中亞在很大程度上也是如此。比如說,俄羅斯人以及哈薩克人,即使能通過各種「歐亞聯盟」(Eurasian Union)抑制他們的民族對手,歐亞主義也不會成為讓他們視死如歸的原因;似乎也不會出現某種讓人毛骨悚然的東西,使烏克蘭、摩爾多瓦、喬治亞和其他民族迫不及待地爭當歐亞人。但地理不能解釋一切,也不能解決所有問題。它僅僅是一個不變的背景幕布,思想的交戰可以在上面任意投射。即使地理是一種能夠形成團結的力量,就像美國、英國,或印度、以色列那樣,民主、自由和精神元素,才是這些國家普遍認同的基礎。如果一個民族除了地理就再也沒有別的可以團結的力量,正如穆巴拉克統治下的埃及,或前執政黨自民黨統治下的日本,那麼國家對於強權的不適將非常強烈。

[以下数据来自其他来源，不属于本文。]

PR #8696, opened 2021-06-08
Fix deadlock introduced in 8fcc9adcc41f2b46a74b9c0d806d2f4721081f8a

TheOneRing:
Microsoft doc:
    Do not call GdiplusStartup or GdiplusShutdown in DllMain or in any function that is called by DllMain


dschmidt (approved):
🙈

PR #8699, opened 2021-06-08
Refactor the cmd client

TheOneRing:
Remove the use of a event loop before the main loop is even started

I'm sorry that this got bigger than planned...


src/cmd/cmd.cpp
```diff
@@ -526,47 +519,43 @@ int main(int argc, char **argv)
...
+    ctx.account->setUrl(ctx.credentialFreeUrl);
+    ctx.account->setSslErrorHandler(sslErrorHandler);
 
     // Perform a call to get the capabilities.
-    QEventLoop loop;
-    JsonApiJob *job = new JsonApiJob(account, QLatin1String("ocs/v1.php/cloud/capabilities"));
-    QObject::connect(job, &JsonApiJob::jsonReceived, [&](const QJsonDocument &json) {
+    auto capabilitiesJob = new JsonApiJob(ctx.account, QLatin1String("ocs/v1.php/cloud/capabilities"));
+    QObject::connect(capabilitiesJob, &JsonApiJob::jsonReceived, qApp, [capabilitiesJob, ctx](const QJsonDocument &json) {
         auto caps = json.object().value("ocs").toObject().value("data").toObject().value("capabilities").toObject();
```
alexeylysenko, line 538: Shall the content of the received json document be checked before parsing started? I mean if the document structure is malformed there is no sense to parse it and set unrelevant values into account instance. The existing code won't crash application, but wouldn't it be better to highlight that something went wrong on an early stage.

TheOneRing: The check is done in https://github.com/owncloud/client/blob/master/src/libsync/networkjobs.cpp#L793 but it doesn't look that sane.

I think in case of an error we should emit another signal 😞 ...

alexeylysenko: Yeah, QJsonParseError just checks whether json content is valid. I meant a bit different situation, when, for example, there is no "ocs" value inside root object or even root is array. https://doc.qt.io/qt-5/qjsondocument.html#isObject

TheOneRing: So proper handling of json errors will come in another review ....

dschmidt (approved):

得益於地理,這些國家也可能是穩定的,但若地理就是全部,那就只能聽天由命。因此,厭倦了沙皇統治和斯大林主義的俄羅斯需要一個超越地理、提振民心的統一理想,這樣才能成功地把前蘇聯人民吸引回來。特別是在當今原本就略顯稀薄的人口正在迅速減少的時候更應如此。

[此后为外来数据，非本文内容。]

PR #8700, opened 2021-06-08
Removed unnecessary temporary containers during iteration over QMap values

alexeylysenko:
With QMap and QHash, foreach accesses the value component of the (key, value) pairs automatically, so you should not call values() on the container (it would generate an unnecessary copy, see below).

https://doc.qt.io/qt-5/containers.html#foreach

### DIFF
--- a/src/gui/accountsettings.cpp
+++ b/src/gui/accountsettings.cpp
@@ -823,7 +823,7 @@ void AccountSettings::slotAccountStateChanged()
         QUrl safeUrl(account->url());
         safeUrl.setPassword(QString()); // Remove the password from the URL to avoid showing it in the UI
         FolderMan *folderMan = FolderMan::instance();
-        for (Folder *folder : folderMan->map().values()) {
+        for (Folder *folder : folderMan->map()) {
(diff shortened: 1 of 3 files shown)


TheOneRing:
Hi that's looking good :)

Are you using clazy?

For the loops I'd love if you could also port them to c++11 loops instead of the foreach macro provided by Qt.
With the c++ loops its usually recommended to use qAsConst() where possible to prevent accidental detaching.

事實上,由於低出生率、高死亡率、高墮胎率和低移民率,到2050 年俄羅斯的1.41 億人口可能會下降到1.11 億。受到普遍環境惡化影響的水質和土壤污染,也正加速這一進程。與此同時,俄羅斯國內公開的伊斯蘭社區正在增加,並可能在10 年內達到該國人口20%以上。即使他們主要集中在北高加索和伏爾加河沿岸的烏拉爾地區,以及莫斯科和聖彼得堡,但鑒於車臣婦女生育的孩子比她們的俄羅斯姐妹們要多1/3,長此以往,畢竟會有地區分裂主義和城市恐怖主義的隱憂。所謂的歐亞主義和由此催生的獨立國家聯合體(CIS)賴以維繫的是地理紐帶。
俄羅斯擁有世界上最大的天然氣儲量,第二大煤炭儲量和第八大石油儲量,其中大部分在西伯利亞西部,介於烏拉爾山脈和中西伯利亞高原之間。除此之外,西伯利亞東部的山脈、河流、湖泊蘊藏著龐大的水電儲備,在許多國家面臨水資源短缺困境時顯得格外突出。在普京第一任總統任期的7年間,能源收入主要用於擴軍,軍事預算特別是空軍翻了兩番,自此俄羅斯軍事預算一直水漲船高。如前所述,俄羅斯除了北冰洋和太平洋以外沒有明確的地形邊界,因此俄羅斯社會「深層次軍事化」,並通過建立大陸帝國「無休止地謀求安全感」,這一切普京已通過他的能源提供了保障。總統普京走上了新沙皇的擴張之路,幸好其國家擁有的豐富天然資源使他有資本這樣做。
然而,普京沒有完全放棄俄羅斯在地理上屬於歐洲的維度。他對烏克蘭的關注,背後還有更大的企圖,那就是在海外周邊重新打開勢力範圍,這進一步印證了他想把俄羅斯以帝國的條件錨定於歐洲的野心。烏克蘭作為支點國,南部毗鄰黑海,西部接前東歐衛星國,它若獨立將使俄羅斯在很大程度上與歐洲絕緣。然而,烏克蘭西部地區奉行希臘和羅馬天主教,東部則為東正教;西烏克蘭是烏克蘭民族主義的溫床,東部地區則主張與俄羅斯保持更加密切的關係。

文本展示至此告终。